╭─ Data to use
PR #292, opened 2026-08-17
Fix Facebook/Instagram Page fetch missing New Pages Experience pages

StoriaJames:
## Summary
- `/me/accounts` silently omits Pages under Meta's newer "New Pages Experience" / Business Portfolio model - confirmed via Meta's own Access Token Debugger against a live account where the token's granular scopes showed the Page was explicitly granted (`pages_show_list`, `pages_read_engagement`, `pages_manage_posts` all scoped to the Page's ID), yet `/me/accounts` returned an empty list. Querying the Page node directly by ID worked fine.
- This surfaces to users as "No Facebook Pages found. You need to be an admin of at least one page." even though they are.
- Added a fallback in both `FacebookController::fetchPages()` and `InstagramFacebookController::fetchPagesWithInstagram()`: when `/me/accounts` comes back empty, fall through to Business Manager's `owned_pages`/`client_pages` edges (via `/me/businesses`), using the `business_management` scope (already requested by the Instagram-via-Facebook flow; added to the Facebook flow's scope list in this PR).

## Test plan
- [x] Reproduced against a live self-hosted instance: `/me/accounts` empty for an admin's own New Pages Experience Page, confirmed via Meta's Access Token Debugger that the grant was real and page-scoped, confirmed direct page-ID query worked.
- [x] Applied the fallback, rebuilt, reconnected the same account/Page - Page now found and connected successfully, published a real post through it.
- [ ] Would appreciate a maintainer/community check against a "New Pages Experience" Page under a Business Portfolio with multiple pages, to confirm the selection flow (`selectPage`/`select`) still behaves correctly when the fallback path returns more than one Page.

(Reopened from #291, which accidentally included unrelated commits from our fork's own main branch - this one contains only the fix, based directly on upstream main.)

### DIFF
--- a/app/Http/Controllers/Auth/FacebookController.php
+++ b/app/Http/Controllers/Auth/FacebookController.php
@@ -32,6 +32,10 @@ class FacebookController extends SocialController
         'pages_read_engagement',
         'pages_manage_posts',
         'read_insights',
+        // Needed for the Business Manager fallback in fetchPages() - /me/accounts
+        // omits Pages under the New Pages Experience model, and reaching those
+        // via /me/businesses + owned_pages requires this scope.
+        'business_management',
     ];
 
     public function connect(Request $request): Response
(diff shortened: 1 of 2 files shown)


paulocastellano:
Thanks for this @StoriaJames — the Access Token Debugger repro is what made the diagnosis certain, and the Business Portfolio fallback was the right call.

Your two commits are carried over as-is in #301, with a review round on top:

- the portfolio lookup moved into a shared `ManagedPages` service used by both the Facebook and Instagram-via-Facebook flows, instead of the same method living in each controller;
- `/me/businesses` made fail-soft — the point Copilot raised. Outside the `try` it escaped into the callback's `catch`, so a login without `business_management` would see "could not connect" where it used to see "no pages found";
- the portfolio edges now merge with `/me/accounts` on every connect rather than only running when it comes back empty. That covers the case you flagged in your test plan: someone holding one Page by a classic role and the rest through a portfolio was auto-connected to that single Page and never offered the others;
- Pages the login can't get an `access_token` for are dropped, since connecting one produces an account that can't publish;
- tests: six unit tests on the service plus three on the connect flows.

Opened as a separate PR only because your fork is organization-owned, and GitHub doesn't let maintainers push to a PR branch from an org-owned fork. Nothing to do with the work itself.

Closing this one in favour of #301 — the fix ships as yours.

PR #299, opened 2026-08-20
Remove the X API reads that buy nothing

paulocastellano:
Nightwatch showed the X API traffic dominated by `RefreshSocialToken` — a steady stream of `GET /2/users/me` and `POST /2/oauth2/token`, all day, for every connected account. Under X's pay-per-usage pricing that first endpoint is billed.

Two reads turned out to buy nothing, for the same underlying reason: the data they fetched was already in hand. This removes both.

### The problem

`RefreshSocialToken` verified rotating-refresh platforms instead of refreshing them:

```php
if ($this->account->platform->extendsAccessTokenOnRefresh()) {
    $verifier->refreshToken($this->account);
} else {
    $verifier->verify($this->account);   // X, LinkedIn, YouTube, TikTok, Pinterest, Bluesky
}
```

On a **still-valid** token, `verify()` only calls the platform's verify endpoint and leaves `token_expires_at` untouched. The account therefore stays inside `RefreshExpiringTokens`' 30-minute window and is re-read at every 15-minute tick until the token actually dies — then, and only then, is it refreshed.

Two consequences:

1. **We paid to answer an auth question with a data endpoint.** On X the verify endpoint is `GET /2/users/me`, billed as a **"User: Read" — $0.010 per resource**. It returns a full profile; the code reads one boolean from it (`ConnectionVerifier.php:435`). It does not qualify for Owned Read pricing ($0.001): that list is closed, `users/me` isn't on it, and even the endpoints that are only qualify when `{id}` is the developer app's owner — never true for a multi-tenant app.
2. **The token was left dead for a stretch of every cycle**, because nothing refreshed it until after expiry.

### The change

**1. Refresh instead of verify.** A provider that hands back a fresh token has already confirmed the credential — it rejects a revoked one with a 4xx, which `TokenRefreshClient` maps to `TokenExpiredException`. More than that: the refresh doesn't *inspect* the access token, it **replaces** it. After it returns, the stored token is seconds old and minted by the provider. There is nothing left for a verify call to check.

**2. Record the confirmation.** `RefreshSocialToken` stamps `last_verified_at` on a successful refresh, guarded on the platform having a refresh flow and the response carrying a usable token.

**3. Let the sweep trust it.** `VerifyWorkspaceConnections` skips accounts verified within 12 hours — the pattern `VerifyUpcomingPostConnections` has used since #255, never wired into the other callers. Only `Connected` accounts are skipped: a `TokenExpired` one still needs the call, because verifying it is how it gets promoted back.

Net effect: all three `verify()` callers stop emitting billed reads for X. What remains on the bill is inherent to the product — post creates and analytics.

### Measured

Simulated 24h of the scheduler — all three scheduled commands, 96 ticks, 8 scheduled posts — against both branches, per platform, using each provider's real token TTL.

| Platform (TTL) | `main`: refresh + verify = total | branch: refresh + verify = total | Δ calls | min/day on a dead token |
|---|---|---|---|---|
| **X** (2h) | 12 + 36 = **48** | 16 + 0 = **16** | **−67%** | 180 → **0** |
| **YouTube** (1h) | 24 + 72 = **96** | 48 + 0 = **48** | **−50%** | **360** → **0** |
| **Bluesky** (2h) | 12 + 36 = **48** | 16 + 0 = **16** | **−67%** | 180 → **0** |
| **TikTok** (24h) | 1 + 3 = **4** | 1 + 0 = **1** | **−75%** | 15 → **0** |
| **Pinterest** (30d) | 0 | 0 | — | 0 → 0 |
| **LinkedIn** (60d) | 0 | 0 | — | 0 → 0 |
| **Instagram** (60d) | 1 | **1** (identical) | — | 0 → 0 |
| **Threads** (60d) | 1 | **1** (identical) | — | 0 → 0 |

With the daily sweep and pre-publish checks included, X goes from **45 billed reads/account/day ($0.45)** to **0**.

Every platform makes strictly fewer API calls and spends zero time holding an expired token. **YouTube was in worse shape than X** and nobody knew: a 1-hour Google token entered the 30-minute window every hour, so **6 hours a day** were spent on a dead token, with every publish in that stretch eating a 401 first.

X dedupes resources within a 24h UTC window, which had been absorbing some of this — but the docs call that a *soft guarantee* that "may result in resources not being deduplicated." This takes the number of chances to leak from 45 to zero.

### Three regressions this branch introduced, found and fixed

Worth reading before approving — each was introduced by an earlier commit here, and each was found by testing against `main`, not by reasoning.

| # | Regression | `main` | before fix | Fixed in |
|---|---|---|---|---|
| 1 | Rejected refresh disconnected an account whose access token still worked | `connected` | `token_expired` | 9775578 |
| 2 | Fallback judged the stale in-memory token after a lost rotation race | `connected` | `token_expired` | 48e4195 |
| 3 | Lock-skipped refresh recorded a verification with zero HTTP calls made | n/a | stamped | 8a3cfe8 |

**#1 was not an edge case.** Any X account with no stored `refresh_token` would hit it every cycle — 16×/day, forever, each time emailing the owner and failing their posts. And X's own developer community documents refresh tokens being **invalidated spuriously**, so it would also have fired on a known, recurring X quirk.

The pattern in all three: the verify-first code had accumulated protections (`refreshThenVerify`'s reload-and-retry, the lock's early return) that the new path didn't inherit.

The test written to cover #3 originally called `refreshToken()` directly rather than going through the job, so it passed while the job path was broken. It now exercises the job and asserts no HTTP call was made.

### Two pre-existing concurrency gaps, closed here

Pulled in rather than deferred: the branch raises exposure to both from 12 to 16 refreshes/account/day, and they sit in the method it modifies.

- **The lock was the same length as the request it protects.** `Cache::lock(..., 30)` against the HTTP client's 30s default read timeout, plus 10s connect, and no refresh method set its own. Bluesky is the ceiling with two sequential calls. Named the TTL (`ConnectionVerifier::REFRESH_LOCK_SECONDS`), set it past that, and a test asserts the invariant so a future slower refresh can't quietly break it.
- **`RefreshSocialToken` wasn't unique.** `RefreshExpiringTokens` re-selects an account until `token_expires_at` moves, which only happens once the job runs — so a backlogged queue stacked one job per tick, each rotating a single-use refresh_token again for nothing. Keyed by account, matching `VerifyUpcomingPostConnections`.

### Provider behaviour, verified against official docs

| Provider | Access TTL | Refresh rotates? | Matches our code |
|---|---|---|---|
| **X** | **2h**, stated explicitly | **Yes — single-use** | ✅ `defaultTokenTtlSeconds()` = 7200 |
| **Bluesky** | 2h (hardcoded) | **Yes** — `refreshJwt` is a required output field | ✅ |
| **TikTok** | 24h / refresh 365d | "may be different — use the newly-returned token" | ✅ |
| **LinkedIn** | 60d / refresh 365d | **No** — same token, original TTL kept | ✅ |
| **Google (YouTube)** | — | **No** rotation on refresh | ✅ |

This corrected an error the branch introduced: a docblock claimed **LinkedIn** single-uses its refresh token. Its docs say the opposite. Now reads **X and Bluesky**, which is what the specs describe.

Two risk numbers gained documented bounds: Bluesky's `createSession` is rate-limited per handle at **30/5min and 300/day**, far above our 16 attempts/day; and Google doesn't rotate, so YouTube's 24 → 48 refreshes carry **no single-use risk at all**.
╰─
(Problem to solve): Scan the data for the word "flows" and copy every line where it shows up.

(Finished task):
- the portfolio lookup moved into a shared `ManagedPages` service used by both the Facebook and Instagram-via-Facebook flows, instead of the same method living in each controller;
- tests: six unit tests on the service plus three on the connect flows.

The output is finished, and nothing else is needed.